Southampton Town Board Ponders New Tuckahoe Supermarket Plan

Mar 21, 2012 11:12 AM

Residents turned out to voice their thoughts both for and against a proposed new supermarket development in Tuckahoe at a Southampton Town Board work session on Friday.

Members of the public crowded into the Town Hall meeting room to hear developer Robert Morrow’s scaled-back plans for his project, now called Tuckahoe Center, which would include a 40,000-square-foot King Kullen supermarket, 15,000 square feet of retail storefronts and a bank branch building, all sited on 7.26 acres of land on the south side of County Road 39, just east of Magee Street.

The Town Board would need to approve a change of zone request by Mr. Morrow and partners Lance Nil and Lyle Pike, from highway business zone to a shopping center business designation, for the project to proceed.

Friday’s work session, part of the town’s pre-application process for a change of zone request, was designed to give the board and public an opportunity to review the plans, including a full slate of “green” initiatives. The meeting was a required first step prior to filing a formal zone change application.

The proposal is the latest offering by Mr. Morrow and his partners, following a more ambitious project, Tuckahoe Main Street, that was proposed in 2009. Plans at the time included a 120,000-square-foot development with 70,000 square feet of retail stores, restaurants, apartments, green space and a performance area.

The original Tuckahoe Main Street proposal was an application for a planned development district, or PDD. A PDD grants a developer greater density than what is allowed under the current zoning of a parcel in exchange for a community benefit.

The project was shot down by residents, business owners, and Southampton Village officials, who worried that it would pull business away from the village’s Main Street business corridor.

“When the first project was not successfully received by the community, I realized changes had to be made,” Mr. Morrow said after Friday’s meeting. “I promised the community I would go back and review, and that’s what I did.”

To modify his original plan, Mr. Morrow said he “cut the project in half.” In addition, he removed a controversial 8 acres of residential property originally included in the plan, except for a 50-foot strip that will be used for access to the center from Magee Street. Should the plan get the green light, developers would purchase 1.7 acres on which the Enclave Inn and a restaurant currently sit.

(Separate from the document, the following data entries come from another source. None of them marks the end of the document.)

PR #1642, opened 2016-06-02
Fix some links.

arthurevans:


notwaldorf:
Actually I've noticed that I can't actually load this page, possibly because of its name and too many trailing dots? https://www.polymer-project.org/1.0/blog/2015-11-02-release-1.2.0.html is the only one that doesn't load for me

arthurevans:
This PR should fix that. That blog post has a bunch of `{% highlight html %}` tags in there that are killing Jinja.

notwaldorf:
ohhhh got it. 👍

PR #1646, opened 2016-06-04
Fix blog post titles

### LINKED ISSUE #1632: [new site] All the blog posts has the same title
The News section always has the same title metatag: **News - Polymer Project**.

screen shot 2016-05-28 at 01 38 38

I think it will have the post title.

arthurevans:
Fixes #1632

/cc: @notwaldorf 

I _think_ this is all we need to do here?

### DIFF
--- a/templates/base-blog.html
+++ b/templates/base-blog.html
@@ -10,7 +10,7 @@ subject to an additional IP rights grant found at http://polymer.github.io/PATEN
 <!DOCTYPE html>
 <html itemscope itemtype="http://schema.org/Organization" lang="en">
 <head>
-<title>News - Polymer Project</title>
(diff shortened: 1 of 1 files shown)


notwaldorf:
Hmmmmmmmm. I think this will make the blog posts work, but maybe not the `blog/index.html` page, since it doesn't have a title.

arthurevans:
It seems like the title for `blog/index` is set here:

https://github.com/Polymer/docs/blob/98d192071c411d9eeceaaa0902e1c0360051910c/app/1.0/blog/index.html#L2

In local testing, it appears to show up correctly as "News — Polymer Project".

notwaldorf:
Oh in that case LGTM :shipit:

PR #1647, opened 2016-06-06
Step 2 after 1

marcus7777:


arthurevans:
Thanks for the PR. This isn't actually step 2, it's an alternative version of step 1. It's either/or. 

I think I can make this more clear by removing "Step 1" from the headings and introducing the two branches in the intro text. So I'm going to close this PR and do that instead.

marcus7777:
I think the no install version
is also a little confusing with **install** which came in so many different things bower, node, npm, applications, extensions, apps ... 
maybe 'a online way of getting set up' ?

PR #1652, opened 2016-06-09
fixing incorrect setup instructions

marcopashkov:


marcopashkov:
I signed it!

arthurevans:
The original command is correct; if you run `dev_appserver.py .` in the project directory you'll get a broken site; you need to run it against the built site in `dist/`.

PR #1701, opened 2016-08-06
Updated step-2.md

oopg:
iron-icon to be used instead of icon-toggle.


arthurevans:
The doc is correct as it is. The _demo_ file imports and uses `icon-toggle.html`:

https://github.com/googlecodelabs/polymer-first-elements/blob/master/demo/icon-toggle-demo.html#L3

https://github.com/googlecodelabs/polymer-first-elements/blob/master/demo/icon-toggle-demo.html#L16

PR #1706, opened 2016-08-11
Missing comma and end bracket for if condition

mohanaravind:
Added comma, added the end bracket


arthurevans:
LGTM. Thanks for the fix!

PR #1708, opened 2016-08-12
Loosen lifecycle guarantees

mgiuffrida:
created/ready are *not* called on local DOM children if those elements aren't registered yet. Sounds obvious,
but this bit me in a Fiddle where the scripts are loaded after the HTML so order matters.


mgiuffrida:
A more concise version, if you prefer: https://github.com/Polymer/docs/compare/master...mgiuffrida:patch-concise

arthurevans:
Thanks! I might play around with the wording of the last paragraph, but LGTM.

PR #1723, opened 2016-08-23
Looks like a typo on emphasis

dschuyler:
With a space before the asterisk, md will print both asterisks rather than put emphasis on the text.


arthurevans:
LGTM. Thanks for the fix!

PR #1736, opened 2016-09-08
Remove unused breaking styles

robdodson:
These styles aren't used anymore because we're using google-youtube on this page and they're actually breaking the page in Firefox. @notwaldorf @arthurevans PTAL


notwaldorf:
Makes sense!

PR #1743, opened 2016-09-18
Added a hint for `bower install`

scaratec:
This tutorial is intended for beginners. Without downloading the dependencies via `bower install` the demo won't work and will cause some frustration.


scaratec:
I signed it!

arthurevans:
The zip file comes with the bower components preinstalled, so that shouldn't be an issue. Did you clone the repo off of github instead?

PR #1749, opened 2016-09-20
Fix table formatting

arthurevans:
Currently, the formatting for this table is messed up. See here: 

https://www.polymer-project.org/1.0/docs/devguide/data-binding#native-binding

This PR should make it less messed up.


arthurevans:
Fixed in #1750.

PR #1764, opened 2016-09-28
Updated docs/app/1.0/start/index.html with shorter paragraphs

katejeffreys:
@arthurevans suggested edits to this page to streamline it.

### DIFF
--- a/app/1.0/start/index.html
+++ b/app/1.0/start/index.html
@@ -120,7 +120,7 @@
           </google-youtube>
       </div>
       <div>
-        <p>Join Rob Dodson from the Chrome Developer Relations team for Polycasts, a comprehensive set of videos exploring the ins and outs of Polymer. Start a new Polymer project from scratch, add functionality to your elements with behaviors, or get a crash course on understanding data binding. Create accessible components, and localize them for your target audience.</p>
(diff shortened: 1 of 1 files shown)


app/1.0/start/index.html
```diff
@@ -125,7 +120,7 @@ <h2 class="underline">Build Apps</h2>
           </google-youtube>
       </div>
       <div>
-        <p>Ready to get your hands dirty and revolutionize the modern web? Join Rob Dodson from the Chrome Developer Relations team as he explores the ins and outs of Polymer, a new library that's pushing the boundaries of what's possible in the browser. Learn about the basic building blocks that make up a Polymer application, and see how to compose those elements into buttery smooth mobile experiences. The future of front end development is all here, on the Polycasts playlist!</p>
+        <p>Join Rob Dodson from the Chrome Developer Relations team for Polycasts, a comprehensive set of videos exploring the ins and outs of Polymer. Start a new Polymer project from scratch, add functionality to your elements with behaviors, or get a crash course on understanding data binding. Create accessible components, and localize them for your target audience.</p>
```
arthurevans: Going to suggest we cut the words "with behaviors" because they are going away in 2.0 and that way we can keep the wording the same. Resulting sentence is a little vague, but still OK I think...

PR #1798, opened 2016-10-11
Revise based on Fred's feedback

katejeffreys:


FredKSchott:
It seems like we have two different styles across our section headers, `DESCRIPTION` and `**TOOL NAME**: DESCRIPTION`. Also some are `h2` and some are `h3`. 

Can we change them all to match `**TOOL NAME**: DESCRIPTION` so that the tool name is included? This would be especially helpful for the table of contents.

FredKSchott:
Great! LGTM!

PR #294, opened 2023-07-31
Add storybook output to eslintignore and prettierignore

ethanlook:
Quick one found in development. The storybook output shouldn't get formatted or checked!


mrloureed (approved):
LGTM

PR #297, opened 2023-08-01
Bug fix: <v-switch> events

mrloureed:
This fix is related to https://github.com/viamrobotics/prime/pull/292

### DIFF
--- a/packages/legacy/src/elements/switch.svelte
+++ b/packages/legacy/src/elements/switch.svelte
@@ -26,7 +26,6 @@ $: isReadonly = htmlToBoolean(readonly, 'readonly');
 
 const handleClick = (event: Event) => {
   if (!(isDisabled || isReadonly)) {
-    console.log(event);
     value = on ? 'off' : 'on';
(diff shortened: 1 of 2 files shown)


packages/legacy/src/elements/switch.svelte
```diff
@@ -26,6 +26,7 @@ $: isReadonly = htmlToBoolean(readonly, 'readonly');
 
 const handleClick = (event: Event) => {
   if (!(isDisabled || isReadonly)) {
+    console.log(event);
```
micheal-parks, line 29: ✂️

micheal-parks (approved):

packages/legacy/src/elements/switch.svelte
mrloureed: 🪨

micheal-parks: 🧻

mrloureed: 💀

PR #298, opened 2023-08-01
Add tooltip

DTCurrie:
Adds the `<Tooltip />` to `core`. 

Notes:
- The layout for the component has been changed to be accessible. The major changes are there is no singular root component, and the default slot is now nested in an unstyled `<button />` element. This is so that the tooltip target can be focused using keyboard navigation, and so we can use proper `aria` syntax to assist with accessibility.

In addition to a change of zone, developers will also need a special exception permit from the Town Planning Board in order to proceed with the current plan. A shopping center district requires at least 5 acres of property and restricts development coverage to 20 percent of the property. It also requires 100-foot setbacks from the roadway, double what the property’s current zoning requires.

A host of green features, including a “green roof” to keep the supermarket warm in the winter and cool in the summer, as well as a 100-foot-wide vegetated buffer recessed in a swale to capture rainwater runoff from the property and allow it to soak back into the ground, are included in the plan. The roof also would feature a garden.

Also included would be solar panels on the supermarket, according to Timothy Rumph, president of Araiys Design of Southampton.

Councilwoman Bridget Fleming thanked Mr. Morrow for working to incorporate her suggestion for a green roof in the plan.

Currently, he said, the property he hopes to transform is dilapidated and an eyesore located at the gateway to one of the most distinguished, beautiful and well-known towns in the United States. “That property, it’s a disgrace. I believe this will be a model. Change on County Road 39 has to start someplace,” Mr. Morrow said.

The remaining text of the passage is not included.